The Processed Food Trap
- Consumer expenditure data reveals a worrying dietary shift:
- Households are spending less on cereals and more on dairy, processed foods, and beverages. This creates an illusion of dietary diversity without nutritional adequacy.
- A genuinely nutritious diet — pulses, millets, fruits, vegetables, animal foods, nuts — following ICMR-NIN dietary guidelines — is unaffordable for a large section of the population.
- Processed foods, by contrast, are cheap, packaged in small affordable units, and easily available.
- This is the nutrition transition trap — households moving away from traditional staples toward energy-dense but nutrient-poor processed foods.
The Hidden Factor: Maternal Time Poverty
- A critically under-examined driver of poor child feeding is maternal time poverty.
- NFHS-6 reports ~30% of women in paid work — but this significantly underestimates the true work burden.
- A large share of women in informal economies engage in unpaid labour — farming, livestock, domestic chores.
- There is no reliable data on what proportion of mothers with children aged 6–23 months are in the workforce.
- In rural areas, in the absence of crèches, women leave infants with older family members or older siblings — most often girls — when working in fields, directly impacting breastfeeding and complementary feeding
What Needs to Be Done: Key Recommendations
- Strengthen Frontline Workers
- AWWs collect monthly anthropometric data on children — their data quality skills must be improved.

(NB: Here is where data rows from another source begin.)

PR #2781, opened 2022-05-11
fix: [DHIS2-12120] conversion of program indicators to program rules

superskip:
- Renamed `eventDate` -> `occurredAt` to fix behaviour of source type `DATAELEMENT_PREVIOUS_EVENT`.
- Changed parsing of variables appearing as `programStageId.dataElementId` in program indicator expressions.

### DIFF
--- a/src/core_modules/capture-core/components/WidgetIndicator/WidgetIndicatorContent/WidgetIndicatorContent.js
+++ b/src/core_modules/capture-core/components/WidgetIndicator/WidgetIndicatorContent/WidgetIndicatorContent.js
@@ -86,7 +86,7 @@ const WidgetIndicatorContentComponent = ({ widgetData, emptyText, classes }: Con
             className={cx(classes.indicatorRow, { isLastItem })}
         >
             <div>{indicator.key}</div>
-            {(String(indicator.value) || indicator.color) && ( // convert to string to make sure 0 gets displayed
+            {(indicator.value || indicator.color) && (
                 <div className={classes.indicatorValue}>
                     {indicator.color ? renderLegend(indicator.color) : null}
                     {indicator.value}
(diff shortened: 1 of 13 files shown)


jasminenguyennn (approved):

simonadomnisoru:
Hey @superskip, 

I am not able to see the Indicator widget in capture-app. The indicator appears in the old tracker. You can see the steps on how I configured the program rules and the rule variable in the video below. 

https://user-images.githubusercontent.com/6817073/168031135-4576ec03-5dbd-4fe4-b0f9-350efab354bc.mov

Thank you!

src/core_modules/capture-core/components/WidgetIndicator/WidgetIndicatorContent/WidgetIndicatorContent.js
```diff
@@ -86,7 +86,7 @@ const WidgetIndicatorContentComponent = ({ widgetData, emptyText, classes }: Con
             className={cx(classes.indicatorRow, { isLastItem })}
         >
             <div>{indicator.key}</div>
-            {(indicator.value || indicator.color) && (
+            {(String(indicator.value) || indicator.color) && ( // convert to string to make sure 0 gets displayed
```
JoakimSM, line 89: The flow type definition says that the indicator value should be a string when passed on to the Widget. I feel that makes sense and think it would be better to do this conversion in the rules engine itself. The resulting value from the following program rule actions should be converted to string in the rules engine: Display key/value pair, display text, error on complete, show error, show warning, warning on complete.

- Collected data should be analysed locally and feedback given to ASHAs and AWWs for timely action.
- Recruit a nutritionist and data analyst at district level to enable this.
- Use Digital Tools
- Supplement in-person counselling with digital tools providing practical feeding guidance to frontline workers and mothers, based on locally available, affordable foods.

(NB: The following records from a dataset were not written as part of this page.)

PR #2782, opened 2022-05-11
fix: [DHIS2-8613] disable future dates in the "occurredAt" field

superskip:


src/core_modules/capture-core/components/WidgetEventEdit/EditEventDataEntry/EditEventDataEntry.component.js
```diff
@@ -119,6 +119,7 @@ const buildReportDateSettingsFn = () => {
             calendarWidth: 350,
             label: props.formFoundation.getLabel('occurredAt'),
             required: true,
+            latestSelectable: new Date(),
```
simonadomnisoru, line 122: Hey @superskip, 

I think that from the `EditEventDataEntry.component.js` file you only restrict future dates for the case when the user is editing an event. Does it make sense to add `latestSelectable: new Date()` inside [SingleEventRegistrationEntry](https://github.com/dhis2/capture-app/blob/812d16523c552adb0aa4038754ccfdfbfacef7d5/src/core_modules/capture-core/components/DataEntries/SingleEventRegistrationEntry/DataEntryWrapper/DataEntry/DataEntry.component.js#L159) so that future dates are restricted when the user adds a new event also?

Thank you!

superskip: That is very sensible! :+1: 
Restricting future dates on edit event, like I have done here - not so much. It actually makes more sense to have no date restriction here, and only have it on the registration page, I think..

simonadomnisoru (approved):

superskip:
I observed that this feature has already been implemented for enrollment date. I made another PR using the same solution as enrollment dates. For the record, this PR does not in its present state restrict the report date for events in tracker programs.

- Behaviour Change Communication
- Must be culturally grounded — integrate the annaprasana tradition to reinforce timely complementary feeding.

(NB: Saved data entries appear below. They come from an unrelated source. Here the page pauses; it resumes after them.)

PR #4561, opened 2026-05-14
chore: setup Dependabot cooldown

simonadomnisoru:
Given the recent increase in supply chain attacks, which are often detected and fixed within hours/days, I propose that we prevent Dependbot from opening PRs for any packages published less than 7 days ago.


henrikmv (approved):
Great security improvement. Thank you!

- Joint capacity building of ASHAs, AWWs, and ANMs in assessing feeding practices and counselling families.
- Multisectoral Convergence
- Child nutrition must be a standing agenda item in Gram Sabha and Panchayat meetings.
- Local planning must prioritise Anganwadi infrastructure, safe water, and sanitation.
- POSHAN Abhiyaan currently focuses on rehabilitation of severely malnourished children — greater emphasis must shift to prevention of growth faltering through early identification.
- Crèches as Social Infrastructure
- Crèches are not merely childcare facilities — they are social infrastructure that enables women's economic participation and reduces unpaid care burdens.
- Many NGOs have developed crèche models combining childcare, nutrition and early learning — these must be scaled up.
- Engage Men in Childcare
- Promoting shared domestic responsibilities and engaging men in childcare can significantly improve feeding and caregiving outcomes.
Conclusion
- NFHS-6 tells a tale of two Indias — one where children are being born in hospitals and vaccinated on schedule, and another where half of them are not being fed adequately in their most critical developmental window.
- Better healthcare brought us this far; only better food systems, empowered mothers, and convergent community action can take us further.